Innovate to transform: The network innovation allowance
Jamie McWilliam explains the importance of drawing key themes from across the network innovation allowance.
4th May 2016 by Networks
In recent years our gas and electricity networks have started along a path of significant transformation, as they adapt to meet the variety of challenges associated with decarbonisation. Through the increasing use of new technology to improve the efficiency of our electricity distribution networks and the injection of green gas into the grid, we are already beginning to see how this transformation can deliver security and affordability for energy customers in a low carbon economy.
The cornerstone of this transformation in the UK has been a focus on innovation in the way network companies are regulated. As natural monopolies, Ofgem’s regulatory framework is a necessary starting point in delivering the kind of outcomes required to meet our energy challenges. In recognition of this fact, Ofgem introduced new innovation funding streams, beginning with the Low Carbon Network Fund (LCNF) for electricity distribution projects in 2010, and now through the Network Innovation Competition (NIC) and Network Innovation Allowances (NIA) across all gas and electricity network sectors under the world-leading RIIO (revenue = incentives + innovation + outcomes) regime.
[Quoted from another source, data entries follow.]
PR #662, opened 2019-06-08
Retains Shabad history

### LINKED ISSUE #329: History should retain Shabad status
All read lines should remain checked when clicking back to a Shabad and last selected line should come up. This is useful when switching back from a Parmaan.

Should be implemented along with Redux

inderpreetsingh:
https://youtu.be/T5ZvWAEwZS8

Fixes #329 

I know we wanted to do it via redux, so I am adding this PR here just as a quick alternative. Just in case we want to have a working version before we have redux refactor. So feel free to not merge this depending upon our priorities.

### DIFF
--- a/www/js/search.js
+++ b/www/js/search.js
@@ -22,6 +22,7 @@ const allowedKeys = [
   46, // Delete
 ];
 const sessionList = [];
+const sessionStatesList = {};
 const currentShabad = [];
 const kbPages = [];
 let currentMeta = {};
@@ -584,7 +585,7 @@ module.exports = {
       h(
         'a.panktee.current',
         {
-          onclick: ev => this.clickSession(ev, ShabadID, LineID),
+          onclick: ev => this.clickSession(ev, ShabadID),
         },
         Line.Gurmukhi,
       ),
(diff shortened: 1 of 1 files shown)


www/js/search.js
```diff
@@ -971,6 +988,8 @@ module.exports = {
       Array.from(lines).forEach(el => el.classList.remove('current'));
       // Add 'current' and 'seen-check' to selected Panktee
       $panktee.classList.add('current', 'seen_check');
+      shabadState.seenPanktees.add(LineID);
```
tsingh777: breaks ceremonies 
image

www/js/search.js
```diff
@@ -918,12 +928,17 @@ module.exports = {
...
+        delete sessionStatesList[shabadID];
+      });
     }
   },
 
-  clickSession(e, ShabadID, LineID) {
+  clickSession(e, ShabadID) {
     const $panktee = e.target;
-    this.loadShabad(ShabadID, LineID);
+    const [resumePanktee] = sessionStatesList[ShabadID];
```
tsingh777: not destructured correctly. should be `const { resumePanktee } = sessionStatesList[ShabadID];`

www/js/search.js
```diff
@@ -770,15 +772,22 @@ module.exports = {
       return false;
     }
 
+    let seenClasses = '';
+    const shabadState = sessionStatesList[line.ShabadID];
+
+    if (line.mainLine && !mainLineExists) {
+      seenClasses = '.current.main.seen_check';
+    } else if (shabadState.seenPanktees.has(line.ID)) {
```
tsingh777: breaks sundar gutka 
image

The success of LCNF and the RIIO model has enabled network companies to create well-constructed projects, demonstrating new technologies and working practices that are now being adopted as business-as-usual by companies to deliver savings for customers. DNO business plans for the current RIIO-ED1 price control included £641 million of savings for customers as a result of innovation.
These projects cover a broad range of innovation work, including the development and proving of active network management, battery storage, and injection of green gas into the grid. It has seen the UK become a world leader in the field of smart networks, with the annual Low Carbon Network Innovation conference now attracting more than 1,000 delegates and representatives from 14 countries from around the world. As these countries look to address the same energy challenges that we face here, the UK stands to benefit from taking a lead in such an important market, with smart network exports estimated to be worth £5 billion to the UK economy.
Sharing the learning from innovation projects is key to ensuring that customers from across the UK benefit from the money that is being invested by network companies. ENA facilitates this shared learning through the online Smarter Networks Portal, which is a repository from the findings from LCNF, NIA and NIC projects.
A wealth of information is provided across key themes in gas and electricity, transmission and distribution. Looking across these themes, such as storage, demand-side response and green gas injection, you can start to see how different innovations could each contribute to our energy future, and you come to appreciate why the network sector has become the most dynamic and exciting aspect of our energy industry.
As we move forward, continued innovation funding and support through the regulatory framework will be crucial if the UK is to build on the strong start that it has made in the development of future networks. Expanding the criteria for innovation projects to encourage more whole-system projects to be funded, could further enhance the benefits of the NIA and NIC. Cross-sector gas and electricity projects, such as the Western Power Distribution/Wales and West Utilities “Clean Energy Balance” initiative, are an example of how innovation funding could be taken forward.
While much has been achieved, there is still a great deal of opportunity to deliver further value and savings to customers as new challenges for network companies and the wider energy system evolve in the coming years.